After calculating the fatigue life of each element of the solder, the crack propagation images were illustrated using Miner’s rule; they are shown in Figs. 8 and 9. Note that the crack propagation patterns differed according to the wire materials and ribbons. As mentioned above, cracks formed at the outermost edge for the aluminum wire. The cracked area started expanding from 22,000 cycles onward (Fig. 8). The cracked area kept increasing for the entire duration of the power cycle. The white-colored region of the figure indicates the failed or cracked area of the solder resulting from crack propagation, in which the solder no longer exists. At 28,000 cycles, the fatigue failure region became substantially large because of crack propagation, and more than half of the solder layer was cracked. Fig. 8 also indicates that the copper wire attained smaller failed or cracked areas than the aluminum wire because of the lower crack propagation speed. This result indicates that the IGBT module achieves a longer fatigue life when copper is used than when aluminum is used. Fig. 9 presents the crack propagation images for the aluminum and copper ribbons, which differ from round wires in terms of crack propagation behaviors. In the case of round wires, the cracks were initiated and then propagated from the outermost edge of the corner. In the case of the ribbons, the cracks mainly grew on the solder layer beneath the ribbons rather than on the outer edges. The solder region below the ribbons completely failed after 28,000 cycles (Fig. 9). The ribbons exhibited smaller failed areas than the round wires did, thus implying that the use of ribbon technology could enhance the fatigue life of IGBT modules. The copper ribbon achieved a slightly better fatigue life in comparison with the aluminum ribbon. In summary, in a high power IGBT module of 3300 V/1500 A, the application of ribbon technology improves reliability and fatigue life by reducing the overall heat dissipation of the chips and solder fatigue failure.
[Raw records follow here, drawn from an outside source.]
PR #1156, opened 2023-03-29
feat(cache): expand ped

Aure7138:
The current two caching methods cannot read componentpeds_a_c.rpf, this pr adds a third caching method - cache on init and expand the number of peds on this basis

### DIFF
--- a/src/services/gta_data/gta_data_service.cpp
+++ b/src/services/gta_data/gta_data_service.cpp
@@ -9,6 +9,8 @@
 #include "thread_pool.hpp"
 #include "util/session.hpp"
 #include "yim_fipackfile.hpp"
+#include "util/vehicle.hpp"
+#include "util/misc.hpp"
 
 namespace big
 {
@@ -50,6 +52,11 @@ namespace big
 		return m_update_state;
 	}
 
+	void gta_data_service::set_state(eGtaDataUpdateState state)
+	{
+		m_update_state = state;
+	}
+
 	void gta_data_service::update_in_online()
 	{
 		m_update_state = eGtaDataUpdateState::WAITING_FOR_SINGLE_PLAYER;
@@ -66,7 +73,7 @@ namespace big
 			{
 				script::get_current()->yield(100ms);
 			}
-
+			m_update_state = eGtaDataUpdateState::UPDATING;
 			rebuild_cache();
 		});
 	}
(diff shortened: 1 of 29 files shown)


Aure7138:
Currently finished adding a third caching method, everything is fine, the next step is to expand ped

image
image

Fig. 8.Crack propagation on the solder layer for different wire materials.

Fig. 9.Crack propagation on the solder layer for different ribbon materials.

 

V. CONCLUSION

In this study, the thermal fatigue reliability of a high power IGBT module was numerically investigated using electro-thermo-mechanical coupled analysis based on FEM. The effects of aluminum wires, copper wires, aluminum ribbons, and copper ribbons on solder fatigue life were investigated. The solder fatigue behaviors during the power cycling test were analyzed. When ribbon was used, the maximum temperature of the IGBT chip was 110℃, which was 30℃ lower than that attained with round wires because of the lower current density. This result indicates that ribbon technology is a good candidate for high power IGBT modules because of its safe operating temperature. However, the use of round wires or ribbons did not significantly affect heat generation in the IGBT chip. The copper wire exhibited a lower plastic strain in comparison with the aluminum wire, and the ribbons showed a much lower plastic strain than the round wires. However, the differences in the plastic strains of the different ribbon materials were not significant. The crack propagation behaviors differed according to the wire materials and ribbons. For the wires, the cracks initiated at the outermost edge of the solder. For the ribbons, cracks mainly grew on the solder layer beneath the ribbon bonding, and the cracked area of the solder layer was much smaller than that of the wire bonding. By comparing the size of the failed areas during power cycling, we found that the employment of ribbon technology could greatly improve reliability issues, such as heat dissipation and the fatigue life of IGBT power modules.